City Centre submarket anticipates two landmark malls in the next 12 months: Ombak KLCC in the KLCC development precinct, and 118 Mall at the foot of Merdeka 118 tower. Meanwhile, developers in Suburban submarket are focusing on smaller neighbourhood malls within new townships, serving as community hubs for residents who live in the immediate surrounding area. This strategy allows them to achieve strong occupancy rates by the opening. Hextar World at Empire City will be Greater Kuala Lumpur's largest retail addition in the coming year, with recently announced high precommitments from major anchor tenants, confirming robust demand from retailers. Another Suburban submarket mall coming into the market is the KLGCC Mall with a net lettable area of about 240,000 sq ft. KLGCC Mall will be Sime Darby Property’s third wholly-owned mall, following the successes of KL East Mall and Elmina Lakeside Mall.
“Another interesting retail mall coming into the market towards the end of 2025 is the Sunway Square Mall with about 300,000 sq ft of retail space within four floors. Expected anchor tenants within the mall include TGV Cinemas, Village Grocer, The Library by BookXcess and others” said Sr Jamie Tan, Managing Director of JLL Malaysia.
Residential: Supply Constraints Amid Global Investor Interest
The residential market in Klang Valley experienced a slight consolidation in market activity with both transaction volume and value decreasing in Q1 2025 compared to the Q1 2024. However, the high-end residential segment for the country observed a notable uptick with both transaction volume and value increasing by 6.6% and 5.6% respectively. “This suggests that demand from high-income earners in Malaysia remains resilient, with buyers and investors actively seeking high-end quality homes in prime locations within major cities,” said Jamie.
Residential overhang remains at healthy levels with recorded rates of 19% – 23% for Q1 2025. “Compared to the peak overhang experienced during the Covid years of up to 63%, the current overhang indicate that the market has made progress in absorbing unsold units and that developers have been more cautious in their new launches” added Jamie.
In Klang Valley, average prices of serviced apartments and condominiums rose by 1.8% and 2.3% respectively, closely matching the current inflation rate. Double-storey terrace houses, the most common type of landed residential property, recorded a price increase of 1.4% only. “These figures indicate that prices are holding steady, with a moderate upward trend reflecting ongoing demand in key urban areas despite concerns of oversupply,” said Jamie.

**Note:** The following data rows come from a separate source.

PR #415, opened 2017-05-02
Fix automatic panda renegotiation

mbarton:
Fixes a couple of bugs that were stopping [automatic panda session renegotiation](https://github.com/guardian/media-atom-maker/blob/bf1e6bf7e1950ec993e37079b2f69176145b6e65/public/video-ui/src/services/pandaReqwest.js#L17) from working:

- [Correct status code check](https://github.com/guardian/media-atom-maker/blob/bf1e6bf7e1950ec993e37079b2f69176145b6e65/public/video-ui/src/services/pandaReqwest.js#L13)
- Upgrade panda-hmac to avoid https://github.com/guardian/panda-hmac/pull/1

I've also taken the opportunity to disallow HMAC access to all end-points by default, enabling it only for those required by [CDS](https://github.com/guardian/content_delivery_system/blob/master/CDS/scripts/js_utils/media-atom/media-atom.js#L10) and the upload lambda.

### DIFF
--- a/public/video-ui/src/services/pandaReqwest.js
+++ b/public/video-ui/src/services/pandaReqwest.js
@@ -9,7 +9,7 @@ function poll(reqwestBody, timeout) {
   function makeRequest(resolve, reject) {
     reqwest(reqwestBody)
       .then(response => resolve(response))
-      .catch(err => {
+      .fail(err => {
         if (err.status === 419) {
           const store = getStore();
           const reauthUrl = store.getState().config.reauthUrl;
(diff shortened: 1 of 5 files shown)


public/video-ui/src/services/pandaReqwest.js
```diff
@@ -9,8 +9,8 @@ function poll(reqwestBody, timeout) {
   function makeRequest(resolve, reject) {
     reqwest(reqwestBody)
       .then(response => resolve(response))
-      .fail(err => {
-        if (err === 419) {
+      .catch(err => {
```
currysoup: https://github.com/ded/reqwest

The reqwest github page seems to suggest `fail` is the correct function to use here?

currysoup: The `Promise` at the bottom is `.catch` because it's a plain JS `Promise`. This is why we used `Q` in tagmanager, because it presents a consistent API for handling promises with `Reqwest`

mbarton: They both work (verified in a debugger). Happy to put it back though

PR #417, opened 2017-05-03
Add react router

Reettaphant:
- Add react router redux to clear video and edit form state when the route changes so we don't need do when components dismount.
- Currently clears the state when the path is different, not when the video ids are different. Because it looks fine as it is, I didn't think it was worth the trouble to add this in although am happy to do so. 

@akash1810 @mbarton @shaundillon


public/video-ui/src/util/storeMiddleware.js
```diff
@@ -0,0 +1,25 @@
+export const storeMiddleware = ({dispatch, getState}) => (next) => (action) => {
+
+  const prevState = getState();
+  let result = next(action);
```
akash1810: do we need this assignment?

package.json
```diff
@@ -59,6 +59,7 @@
     "react-dom": "^15.3.2",
     "react-redux": "^5.0.1",
     "react-router": "^3.0.0",
+    "react-router-redux": "^4.0.8",
```
akash1810: could we also update the [`yarn.lock` file](https://yarnpkg.com/en/docs/yarn-lock)?

Reettaphant: 👍

PR #423, opened 2017-05-04
update yarn.lock

akash1810:
its a really exciting diff adding react-tooltip


akash1810:
> Does this happen if we use npm install rather than yarn install?

Yep. Ideally, new modules get installed with `yarn`. We can also make CI only fail if a module has been installed but `yarn.lock` doesn't show it I think. May be too much though.

PR #428, opened 2017-05-05
pre-commit hook... back with a vengence 😈

akash1810:
Use `lint-staged` and `husky` for linting as [recommended](https://github.com/prettier/prettier#pre-commit-hook-for-changed-files). This change also only runs the hook when js files are changed within `public/video-ui/src/`.

If this doesn't work for all of us, I'm happy to stop pursuing it.

### DIFF
--- a/public/video-ui/src/services/pandaReqwest.js
+++ b/public/video-ui/src/services/pandaReqwest.js
@@ -37,10 +37,11 @@ function poll(reqwestBody, timeout) {
 export function pandaReqwest(reqwestBody, timeout = 0) {
   const payload = Object.assign({ method: 'get' }, reqwestBody);
 
-  if(payload.data) {
+  if (payload.data) {
     payload.contentType = payload.contentType || 'application/json';
 
-    if(payload.contentType === 'application/json' && typeof payload.data === 'object') {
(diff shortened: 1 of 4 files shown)


public/video-ui/src/services/pandaReqwest.js
```diff
@@ -37,10 +37,11 @@ function poll(reqwestBody, timeout) {
 export function pandaReqwest(reqwestBody, timeout = 0) {
   const payload = Object.assign({ method: 'get' }, reqwestBody);
 
-  if(payload.data) {
+  if (payload.data) {
     payload.contentType = payload.contentType || 'application/json';
 
-    if(payload.contentType === 'application/json' && typeof payload.data === 'object') {
+    // prettier-ignore
```
akash1810: otherwise prettier goes crazy and turns this into

```js
if (
    payload.contentType === 'application/json' &&
    typeof payload.data === 'object'
) {
    payload.data = JSON.stringify(payload.data);
}
```

akash1810:
Merging. Per Slack convo, lets give this a week to see how it feels. If its more pain than its worth, we will remove it entirely.

PR #432, opened 2017-05-09
fix riffraff warnings

akash1810:
makes this less scary!

image


sihil:
I've merged https://github.com/guardian/riff-raff/pull/436 so you should be able to revert this now. Otherwise you'll get deprecation warnings that mirror these!

PR #436, opened 2017-05-10
Use consistent reads for uploads

mbarton:
User reported issue with direct upload:

picture 412

The investigation to this is still on-going. This PR kicks things off:

- Uses consistent reads on the uploads table
    - The code does currently expect to be able to read out what was previously written in (by ID)

- Add low level logging for the JSON in and out of the uploads Kinesis stream
    - The lambda appeared to run the `DeleteParts` command rather than the expected `UploadPartToYouTube` command

### DIFF
--- a/uploader/src/main/scala/com/gu/media/UploadActionsLambda.scala
+++ b/uploader/src/main/scala/com/gu/media/UploadActionsLambda.scala
@@ -22,7 +22,7 @@ class UploadActionsLambda extends RequestHandler[KinesisEvent, Unit]
   with SESSettings
   with KinesisAccess
   with ElasticTranscodeAccess {
-  
+
   val store = new UploadsDataStore(this)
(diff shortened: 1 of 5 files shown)


uploader/src/main/scala/com/gu/media/UploadActionsLambda.scala
```diff
@@ -43,8 +43,11 @@ class UploadActionsLambda extends RequestHandler[KinesisEvent, Unit]
     val record = input.getRecords.get(0)
     val data = new String(record.getKinesis.getData.array(), "UTF-8")
 
+    log.info(s"Received JSON from Kinesis: $data")
```
akash1810: minor: could send `$data` as the second arg to make it searchable in ELK

mbarton: oh I didn't know that, cool! I'll remember for next time

PR #440, opened 2017-05-11
client side pluto project selection

akash1810:
Annoyingly I've realised that [CDS](https://github.com/guardian/content_delivery_system/blob/master/CDS/scripts/js_utils/media-atom/media-atom.js#L119-L140) is currently setting the Pluto Master ID as the `plutoProjectId` in the Atom.

I've raised [this PR](https://github.com/guardian/content-atom/pull/86) to add more fields to the thrift definition on the assumption we want to push these links to capi (and because its the cheapest option).

screen shot 2017-05-11 at 14 10 20

### DIFF
--- a/app/controllers/Api2.scala
+++ b/app/controllers/Api2.scala
@@ -164,7 +164,7 @@ class Api2 (override val stores: DataStores, conf: Configuration, override val a
         previewDataStore.getAtom(upload.atomId) match {
           case Right(atom) => {
             val mediaAtom = MediaAtom.fromThrift(atom)
-            mediaAtom.plutoProjectId match {
+            mediaAtom.plutoData match {
               case None => acc ++ Map(upload.atomId -> mediaAtom)
               case Some(string) => acc
             }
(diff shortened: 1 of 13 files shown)


Reettaphant:
What happens if Pluto is down and we cannot fetch the ids? Also, should the project ids be added to the `VideoPlutoAdd` component as well?

akash1810:
> What happens if Pluto is down and we cannot fetch the ids?

Good point! The field shouldn't be required.

> Also, should the project ids be added to the VideoPlutoAdd component as well?

Quite possibly, I forgot to look at it..

mbarton:
Does it make more sense to have this field on the direct upload page rather than the main one?

It would make it more likely that people select one if we make it a pre-requisite for uploading. Though it would still need to work if the project didn't exist.

akash1810:
> Does it make more sense to have this field on the direct upload page rather than the main one?

Yes. However I'd like to do this as a separate PR because these fields should also go there:
- YouTube Category
- YouTube Channel
- Privacy Status

Reettaphant:
I think putting youtube specific fields to the uploads page is a very good idea. But if we do it, we'd also need to make sure that we can save atoms without these fields and that there are appropriate checks in place before publishing the atom.

PR #435, opened 2017-05-10
Direct upload step functions skeleton

mbarton:
Adds a skeleton for how AWS step functions could manage video uploads. At the moment it simply triggers on an upload, waits for the video chunks in S3 and then fires off the other lambdas (all of which just do dummy logging). The existing video pipeline continues untouched alongside.

The step functions are deployed by Riff-Raff as a separate cloud-formation stack, alongside the main app. There is also a DEV stack and a script to update it.

The [uploader README](https://github.com/guardian/media-atom-maker/blob/mbarton/step-functions/uploader/README.md) goes into a bit more detail.

PR #446, opened 2017-05-12
Better error handling when YouTube uploads 503

mbarton:
The integration tests have failed a few times now with the "infamous Kinesis eternal retry of death" caused by YouTube 503ing at us when we try to upload a video.

This PR modifies the behaviour to catch the error and pass over the chunk. This is not full failure recovery (that will be addressed under #435 and further PRs)

### DIFF
--- a/common/src/main/scala/com/gu/media/youtube/YouTubeUploader.scala
+++ b/common/src/main/scala/com/gu/media/youtube/YouTubeUploader.scala
@@ -4,8 +4,9 @@ import java.io.InputStream
 
 import com.gu.media.upload.actions.UploaderAccess
 import com.gu.media.util.InputStreamRequestBody
+import com.gu.media.youtube.YouTubeUploader.{MoveToNextChunk, UploadError, VideoFullyUpload}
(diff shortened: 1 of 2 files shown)


common/src/main/scala/com/gu/media/youtube/YouTubeUploader.scala
```diff
@@ -65,13 +66,35 @@ class YouTubeUploader(aws: UploaderAccess, youTube: YouTubeAccess) {
...
-      Some((Json.parse(str) \ "id").as[String])
+  private def parseResult(result: String): YouTubeUploader.Result = {
+    if(result.isEmpty) {
+      MoveToNextChunk
     } else {
-      // next part
-      None
+      val json = Json.parse(result)
+
+      ((json \ "id").asOpt[String], (json \ "error").asOpt[JsObject]) match {
```
akash1810: minor: could we use a case class with read/writes for this?

mbarton: could do but feels overkill

PR #447, opened 2017-05-13
update docs

akash1810:
updated docs can be seen here - https://github.com/guardian/media-atom-maker/tree/aa-docs/docs


docs/08-other.md
```diff
@@ -0,0 +1,6 @@
+# Other
+
```
Reettaphant: If someone new to the project is looking for this information, they may not be able to find under this heading. Could we link to this from elsewhere?

docs/03-running.md
```diff
@@ -0,0 +1,29 @@
...
+To run the Angular App:
+
+- Generate javascript files by running `gulp watch`
+- Start sbt by running `./sbt app/run`
+- Open the app by going [here](https://video.local.dev-gutools.co.uk/atoms)
+
+## React App
+There are two ways to run the React App.
+
+Once its running, open the app by going [here](https://video.local.dev-gutools.co.uk/videos)
```
Reettaphant: I'd make this sentence the first of the section, then the instructions for two ways of running the app would come right after the stating that there are two ways of running the app.

README.md
```diff
@@ -1,56 +1,4 @@
...
-0. Modify `AwsCredentials.scala` to set the `crossAccount` field to `composer` profile credentials.
-
-## Testing
-
-To run unit tests `sbt test`
-
-To run the blackbox integration tests against a deployed environment:
-0. Download the config from S3 `aws s3 cp s3://atom-maker-conf/TEST/media-atom-maker-integration-test.private.conf integration-tests/src/test/conf/media-atom-maker-integration-test.private.conf`
-0. Run `sbt integrationTests/test`
+Follow the [docs](./docs) to get setup, run the app, test and deploy changes.
```
Reettaphant: `setup`, 'run`, `test` and `deploy` could be links as well.

docs/08-other.md
akash1810: I've moved this into the `running` file

PR #6695, opened 2020-05-15
Prefer array notation for all array types

shrinktofit:
Re: cocos-creator/3d-tasks#

Changelog:
 * Edit lint rule `@typescript-eslint/array-type`

cc @YunHsiao


YunHsiao (approved):

pandamicro:
Prefer using `nodes: Array<Node>` instead of `nodes: Node[]`?

What's the advantage?

shrinktofit:
> Prefer using `nodes: Array<Node>` instead of `nodes: Node[]`?

Array notation means `Node[]`

PR #6705, opened 2020-05-18
update gfx interface

YunHsiao:
Re: cocos-creator/3d-tasks#

Changelog:
 *


pandamicro (approved):

cocos/core/gfx/device.ts
```diff
@@ -505,6 +505,12 @@ export abstract class GFXDevice {
      */
     public abstract createWindow (info: IGFXWindowInfo): GFXWindow;
 
+    /**
+     * @en Begin current frame.
+     * @zh 开始当前帧。
+     */
+    public abstract begin (): void;
```
minggo: Should add end() to make API more symmetrical?

YunHsiao: there's already a `present` serving as end. To be more symmetrical we can use `acquire` instead of begin

minggo: Yep, i think it is better.

minggo (approved):

PR #6708, opened 2020-05-18
not clear ia information every frame

minggo:
Changes: 
- UIDrawBatch
  - not clear ia information every frame
  - remove duplicated information


minggo:
If clear ia information in update, then render stage can not get correct ia data to draw UI elements.

LinYunMo (approved):

pandamicro (approved):

YunHsiao (approved):

PR #6713, opened 2020-05-19
Not record command buffer in submodel

minggo:
This PR remove recording render commands in sub model. After this PR, will remove generating PSO in model.

### DIFF
--- a/cocos/core/renderer/ui/ui-batch-model.ts
+++ b/cocos/core/renderer/ui/ui-batch-model.ts
@@ -46,7 +46,6 @@ export class UIBatchModel extends Model {
     public updateTransform () {
     }
 
-
     public updateUBOs () {
         return false;
     }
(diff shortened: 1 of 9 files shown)


YunHsiao (approved):

caryliu1999 (approved):

LinYunMo (approved):

cocos/core/renderer/ui/ui-batch-model.ts
```diff
@@ -73,8 +73,5 @@ class UISubModel extends SubModel {
     }
 
     public destroy () {
```
pandamicro, line 75: Please delete the destroy function if no logic needed

pandamicro (approved):

cocos/core/renderer/ui/ui-batch-model.ts
minggo: It is a public function, it may be used some where. So i kept this to avoid issues. And can add needed logic in future.

PR #6717, opened 2020-05-20
fix WebView opacity invalid on iOS

knoxHuang:
Re: https://forum.cocos.org/t/2-3-3-bug/92994

Changes:
 * fix webview opacity invalid on iOS

### DIFF
--- a/cocos2d/webview/webview-impl.js
+++ b/cocos2d/webview/webview-impl.js
@@ -122,7 +122,6 @@ let WebViewImpl = cc.Class({
         if (WebViewImpl._polyfill.enableBG)
             this._div.style["background"] = "#FFF";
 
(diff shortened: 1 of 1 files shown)


PPpro (approved):

cocos2d/webview/webview-impl.js
```diff
@@ -122,7 +122,6 @@ let WebViewImpl = cc.Class({
         if (WebViewImpl._polyfill.enableBG)
             this._div.style["background"] = "#FFF";
 
-        this._div.style["background"] = "#FFF";
```
knoxHuang, line 125: The transparency of the iframe setting its child node is invalid because of the background color setting on dev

“We will continue to see increasing market activity in the residential market due to the recent cut of 25 basis points to the Overnight Policy Rate (OPR) and the various incentive packages offered by developers for their residential project launches” added Jamie.
The prime residential market added 1,443 luxury units with the completion of Isola KLCC, The Conlay, and Bangsar Hill Park. Despite the new supply, developers generally maintained cautious positions with no significant new launches amid rising construction costs.
International demand remained strong, with investors from the Middle East, Asia Pacific, and Europe showing particular interest. Notably, Malaysia climbed to fourth place globally for Chinese luxury property investors, with Kuala Lumpur offering exceptional value at approximately USD 240 per square foot—87% cheaper than comparable properties in Singapore.